In the documentation for the type= option for the RANDOM statement, you'll find the parameterization.  Two factors are included: sigma and rho.  Sigma squared is the variance at each time point (labeled Variance in the table) and rho is the correlation between the variance at any two adjacent time points, and is labeled AR(1) in the table.

SteveDenh

AR(1) is the correlation and variance is the variance estimate. They are in the Logit scale. Like @SteveDenham mentioned, the documentation has the parameterizations for different covariance structures and you can find the meanings for the parameters there.

However, your model is unusual to me. You are assuming the G-side random effect itself has the AR(1) structure, which is not common. I suspect that you want to model the R-side random effect as the AR(1) structure? Then you need to add the Residual option in the RANDOM statement and take out the METHOD=LAPLACE option in the PROC GLIMMX statement.

Hi jiltao,

Your comment is interesting to me.

So I would like to model the clustering effect of physicians (labeled as nMD) on patient outcome (adeno_yes), but also account for the correlation they have over time (procyear).

Are you suggesting my RANDOM statements should be as follows instead?

One random statement for the random effects (random int/sub=nMD) and another for the repeated measure (random procyear/sub=nMD type=ar(1) residual)

proc glimmix data=newadr_ge200_avg_2012_v2;
class nMD procyear nMDsex nMDloc_new age_newcat2 nsex nrace1_newcat2 charlson_newcat2 bmi_newcat2 nsmoke3
	  nprepquality2 endocuff_newcat mean_vol_cat expyear_cat/ref=first;
model adeno_yes(event=last)=procyear age_newcat2 nsex nrace1_newcat2 charlson_newcat2 bmi_newcat2 nsmoke3    
                            nMDsex nMDloc_new nprepquality2 endocuff_newcat mean_vol_cat expyear_cat/cl dist=binary link=logit solution;
random int/sub=nMD;
random procyear/sub=nMD type=ar(1) residual;
run;

@edhuang , that is what @jiltao was suggesting.  It is in line with a paper by Stroup and Claassen that talks about the linearized method (RSPL) with an R side variance for repeated measures as being usually less biased than the integral methods (Laplace and adaptive quadrature), where the RESIDUAL option is not supported.  What you fit in the original code would be the equivalent of the glme or glmmTMB package in R.

SteveDenham

Hi Steve,

Thanks.  So I tried using your method=rspl (linearization method) as oppose to integral method.   At first, I thought it may be that my model was too complex, so I took out all of my covariates, but the same thing occurred.  Any pointers on how to troubleshoot this?  I will add @jiltao as well for suggestions.

NOTE: The GLIMMIX procedure is modeling the probability that adeno_yes='1'.
WARNING: Obtaining minimum variance quadratic unbiased estimates as starting values for the covariance parameters failed.
NOTE: PROCEDURE GLIMMIX used (Total process time):
real time 9.62 seconds
cpu time 9.51 seconds

Hi @edhuang  - This error is, for me, the most frustrating of the "can't get started" errors.  It is saying that the default starting values for all of the covariance  parameters don't allow for a MIVQUE estimate to get started.  This means using the PARMS statement to feed in better values.  The question then arises, "Where do I get better values, and how close do they have to be to get things started?"  I think you are lucky in that your integral method converged and gave you values (which might be biased like most MLE variance estimates).  You could plug those in as starting values.

And if that doesn't help, you can grid search for starting values.  @jiltao or @STAT_Kathleen  might have better ideas.

SteveDenham

Hi Steve,

Excuse my ignorance.  But exactly, what parameter values do I take from the results of the Laplace model for my PARMS statement in the RSPL model?

The covariance parameters.  Be sure they are in the correct order.  Take a look at the examples for the PARMS statement in the GLIMMIX documentation.

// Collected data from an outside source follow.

PR #4075, opened 2026-08-07
runtime: Reject reserved MCU RT firmware ID on STASH_MEASUREMENT

parvathib:
Firmware ID 2 is reserved for the Caliptra-managed MCU RT DPE context. STASH_MEASUREMENT does no authorization, so MCU (the PL0 caller in subsystem mode) could stash under the reserved ID and update its own measurement.

Add StashAuthorization to distinguish measurements Caliptra has authorized from raw mailbox input, and reject the reserved ID for unauthorized ones.

AUTHORIZE_AND_STASH keeps working with firmware ID 2, since it only stashes after verifying the image against the signed SoC manifest and is required by the hitless MCU update flow.

Also replace the magic [2, 0, 0, 0] literals with MCU_RT_RESERVED_FW_ID.

Addresses review feedback on #4070.

### DIFF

Based on what you started this with, I would try:

PARMS (0.2813) (0.6921);

SteveDenham

Hi Steve,

I just changed my correlation matrix type to VC and it appears to converge.  Ar(1) may be too complex.

I tried your method, but it appears that I need three parameters and not just 2.  In my original case, I estimated only the G-side. It may be that I need more when I am estimating both the g-side and also r-side using my newer model.  

This type of convergence issue is often model/data dependent. You can use the PARMS statement to provide your own starting values. Trial and error might not be a bad idea. Sometimes if your model is not appropriate for your data, convergence can be an issue. If you can send in your data set I will take a look to see if I can provide any suggestions.

Yes your PROC GLIMMIX code looks reasonable to me.